PR #3842, opened 2020-03-10
Remove on pr trigger

ltalirz:


ltalirz:
Ok, it seems like the branch rules of the main repo don't accept/see workflows run before the PR was made.
In that case, I guess we need to keep the `pull_request` trigger.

◆ **THE PROBLEM**:
A count alone is required. How many lines in the entries contain the string "trigger"?

◆ **OUTPUT**:
2